» **Directions for this task**:
The output should be every line below that includes the word "NameError".

» **Data**:
·····
PR #313, opened 2026-07-16
fix(tools): stateful descriptions promise state the sandbox never keeps

danny-avila:
## Summary

The stateful `execute_code` / `bash_tool` descriptions promise the model in-memory state that the sandbox never keeps. Statefulness here is **filesystem-tier**: a session reuses one warm MicroVM (so `/mnt/data` persists), but every execution runs in a **fresh nsjail sandbox with its own PID + mount namespace** — when the call returns, that namespace is torn down and everything in it is reaped.

Measured against a live stateful backend, in one **warm** session (identical `/proc/sys/kernel/random/boot_id` across calls) with a filesystem control passing in the same run:

**`execute_code`** claimed *"variables, imports, and in-memory data from earlier successful calls are typically still available"*:
```
exec1: x = 42; import math      -> ok
exec2: print(x)                 -> NameError: name 'x' is not defined
exec3: print(math)              -> NameError: name 'math' is not defined
exec4: write /mnt/data/f.txt    -> ok      # control: same warm session
exec5: read  /mnt/data/f.txt    -> ok      # filesystem does persist
```
The shell PID is `2` on **every** call — a fresh PID namespace each time. There is no shared runtime; this isn't "occasionally resets," it never holds.

**`bash_tool`** claimed *"files (including /tmp) ... and running background processes from earlier calls typically persist"*:
- `/tmp` written in one call is **empty** in the next (private mount namespace)
- a backgrounded loop writing a heartbeat file **froze at its last tick** and never advanced (PID namespace reaped)

Both notes hedge with *"usually/typically ... may reset"*, which reads as rare degradation rather than a guarantee that never holds. A model trusting them writes `df = ...` in one call and `df.head()` in the next, or starts a server and assumes it's still listening — then hits an error the description told it to treat as unlikely.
·····
» **Solution to this exercise**:
exec2: print(x)                 -> NameError: name 'x' is not defined
exec3: print(math)              -> NameError: name 'math' is not defined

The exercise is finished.